Edward Behr cleaned up some of the difficulties in Bergamini’s work, and then there’s Hata in Japan, who unfortunately hasn’t always been very scholarly but his evidence is difficult to refute.
The essential point is that Hirohito wasn’t the figurehead-nerd-marine-biologist that what today we would call the fake news painted him as. The one thing I have never understood is why he didn’t simply abdicate to take responsibility and put his young son on the throne, then pull the strings from even further behind the curtain. Maybe not abdicating was part of the deal SCAP made with him to keep the country from revolting after the occupation began.

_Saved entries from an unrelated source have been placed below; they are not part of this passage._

PR #524, opened 2019-08-11
Improve gitbootcamp.rst

maggyero:
This PR will apply the following changes to gitbootcamp.rst:

- fix capitalization in some section titles;
- use the long form of will consistently;
- use variables `<x>` consistently.

### DIFF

Yep, which would have been a bit hard to believe in any case given Hirohito's occasional public appearance in uniform and on horseback. But it's a reasonable assumption in Japan because nearly all of modern Japanese history (Tokugawa through Meiji) has the Emperor a virtual prisoner of the military. I sort of lean toward Bergamini's picture of a 25-year-old taking over from his father and wanting to assert himself and his country in a new, exciting, industrializing, expansionist world. It's a little hard to accept that Hirohito was either ignorant of or incurious about the invasion of Manchuria in 1931 and of China in 1937. That was a decade of warfare before Pearl Harbor. He wasn't cleaning test tubes all that time.